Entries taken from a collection
▼
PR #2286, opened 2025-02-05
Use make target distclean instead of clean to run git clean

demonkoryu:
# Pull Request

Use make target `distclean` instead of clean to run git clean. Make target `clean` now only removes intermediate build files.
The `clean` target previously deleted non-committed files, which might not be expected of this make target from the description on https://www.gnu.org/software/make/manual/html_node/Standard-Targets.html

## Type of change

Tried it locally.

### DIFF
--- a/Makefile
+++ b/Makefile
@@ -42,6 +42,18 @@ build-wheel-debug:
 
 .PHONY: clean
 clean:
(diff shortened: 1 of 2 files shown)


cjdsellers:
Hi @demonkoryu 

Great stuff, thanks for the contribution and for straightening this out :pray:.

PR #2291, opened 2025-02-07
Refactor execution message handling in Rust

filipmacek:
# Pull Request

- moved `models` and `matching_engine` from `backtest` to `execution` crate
▲
- _WHAT YOU WILL DO_:
All of the entries need to be reproduced exactly; please write them out.

- _PROBLEM SOLUTION_:
PR #2286, opened 2025-02-05
Use make target distclean instead of clean to run git clean

demonkoryu:
# Pull Request

Use make target `distclean` instead of clean to run git clean. Make target `clean` now only removes intermediate build files.
The `clean` target previously deleted non-committed files, which might not be expected of this make target from the description on https://www.gnu.org/software/make/manual/html_node/Standard-Targets.html

## Type of change

Tried it locally.

### DIFF
--- a/Makefile
+++ b/Makefile
@@ -42,6 +42,18 @@ build-wheel-debug:
 
 .PHONY: clean
 clean:
(diff shortened: 1 of 2 files shown)


cjdsellers:
Hi @demonkoryu 

Great stuff, thanks for the contribution and for straightening this out :pray:.

PR #2291, opened 2025-02-07
Refactor execution message handling in Rust

filipmacek:
# Pull Request

- moved `models` and `matching_engine` from `backtest` to `execution` crate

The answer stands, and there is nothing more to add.